Gwadabe told the News Agency of Nigeria (NAN) on Thursday in Lagos, that the disparity between the rates had forced about 50 per cent of its members to boycott the Central Bank of Nigeria (CBN) window.
According to him, the CBN sells FOREX to banks at N357 per dollar, while banks are expected to sell at N360, on the other hand BDCs buy at N360 from the CBN and are expected to sell at N362.
The financial expert noted that its members incurred losses the moment they access the CBN window, which had forced many of them out of market.
“The direct implication of this will be the loss of about 20,000 jobs nationwide as the tactical edging of BDCs out of the market will result in the sacking of its workers across the nation,’’ Gwadabe said.
The ABCON chief appealed to the CBN to make BDCs direct agents of International Money Transfer Service Operators (IMTSO) since they were fully automated, and transparency had remained their watchword.
Gwadabe explained that the rate disparity in accessing the CBN window had elevated parallel market operators to the delight of the enemies of the Naira.
He said that the edging of BDCs out of the market would inhibit financial inclusion as BDCs make N30 billion weekly turnover which translates to commission for the commercial banks.

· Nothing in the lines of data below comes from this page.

Issue #46, opened 2020-04-06
Reconstruction doesn't work


tynakuh:
Villages should recover 'faster' than normal after being raided.

The actual number isn't stated, so should probably be configurable or discussed.

PR #128, opened 2020-04-13
Reconstruction Perk Fix

Skau:
Fix for #46 
The amount was ambigious. Neither the description or the perk initialization had a value. The default value passed in for healing is hardcoded in `VillageHealCampaignBehavior.DailyTick` (0.06), so I ended up multiplying this by 2. 
The value could probably be bigger though, this is a 275 skill perk.
I am currently on e1.0.10, so that's the only hash, if anyone is on the beta branch and wants to quickly check if the hash is different, please do.

### DIFF
--- a/src/CommunityPatch/Patches/Perks/Intelligence/Steward/ReconstructionPatch.cs
+++ b/src/CommunityPatch/Patches/Perks/Intelligence/Steward/ReconstructionPatch.cs
@@ -1,0 +1,92 @@
+using System;
+using System.Collections.Generic;
+using System.Linq;
+using System.Reflection;
+using System.Runtime.CompilerServices;
+using Actions;
+using HarmonyLib;
+using TaleWorlds.CampaignSystem;
+using TaleWorlds.Core;
+using TaleWorlds.Localization;
+using static CommunityPatch.HarmonyHelpers;
+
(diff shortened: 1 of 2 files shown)


src/CommunityPatch/Patches/Perks/Intelligence/Steward/ReconstructionPatch.cs
```diff
@@ -0,0 +1,92 @@
...
+      if (AlreadyPatchedByOthers(patchInfo))
+        return false;
+
+      var hash = TargetMethodInfo.MakeCilSignatureSha256();
+      return hash.MatchesAnySha256(Hashes);
+    }
+
+    // ReSharper disable once InconsistentNaming
+    [MethodImpl(MethodImplOptions.NoInlining)]
+    private static void Prefix(Settlement settlement, ref float percentage) {
```
zagganoth, line 80: maybe this should be renamed to postfix to avoid confusion

Skau: Thanks. It is a prefix. I just had a rearrangement just before I pushed, so it was pushed as a postfix.

Issue #43, opened 2020-04-06
Food Rationing doesn't work


tynakuh:
If you are under siege, food consumption in settlement should be reduced by 40%.

PR #132, opened 2020-04-13
Fixed Food Rationing Perk

Skau:
Fix for #43


src/CommunityPatch/Patches/Perks/Intelligence/Steward/FoodRationingPatch.cs
```diff
@@ -0,0 +1,82 @@
...
+    [MethodImpl(MethodImplOptions.NoInlining)]
+    private static void Prefix(ref StatExplainer tooltipStringBuilder)
+      => tooltipStringBuilder ??= new StatExplainer();
+
+    // ReSharper disable once InconsistentNaming
+    [MethodImpl(MethodImplOptions.NoInlining)]
+    private static void Postfix(ref float __result, Town town, StatExplainer tooltipStringBuilder) {
+      var perk = ActivePatch._perk;
+      var leader = town.Settlement?.OwnerClan?.Leader;
+      var settlement = town.Owner?.Settlement;
```
zagganoth, line 69: Quite likely I'm missing something - but wouldn't it be simpler just to check town.IsUnderSiege and avoid the reference to settlement entirely?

Gwadabe said that BDCs remain the potent agent for transparency and price stability in the market as exemplified during the peak of the recession when exchange rate volatility was blown out of proportion.
He noted that if the parallel market, which selling rate was presently lower than that recommended for the BDCs, was allowed to dictate the market price, there may be the resurgence of fake currency in the market.
“Allowing the parallel market operators to dictate the price in the market will erode investors’confidence and that of the International Monetary Fund (IMF) in the nation’s economy.
“This also will be counterproductive to the mandate of the CBN and that of the IMF.
“It will run counterproductive to the IMF mandate of price discovery and stability.
“Allowing the parallel market to dictate the price will also fuel the existing multiple exchange rate regime,’’ Gwadabe said.
The ABCON chief recalled that at the peak of recession, with an external reserve of 27 billion dollars, and dwindling oil revenue, BDCs made a cogent suggestion to the CBN that gave birth to accessing the IMTSO window.
He said that accessing the window became an alternative to the depletion of the external reserve.
According to him, BDCs have remained strategic partners with the CBN in ensuring price stability and transparency in the foreign exchange market.
NAN reports that prior to the commencement of aggressive interventions of the CBN in the nation’s foreign exchange market in Feb. 2017, the naira had exchanged at a scandalous N520 to a dollar.
At the peak of dwindling oil revenue, the BDCs had partnered strategically with the CBN to ensure that proceeds of IMTSOs were used to intervene in the FOREX market.
For a sustained partnership between the BDCs and the CBN, rate harmonisation should be looked into to save the FOREX market from the jaws of currency speculators who manipulate the market with the aid of parallel market operators.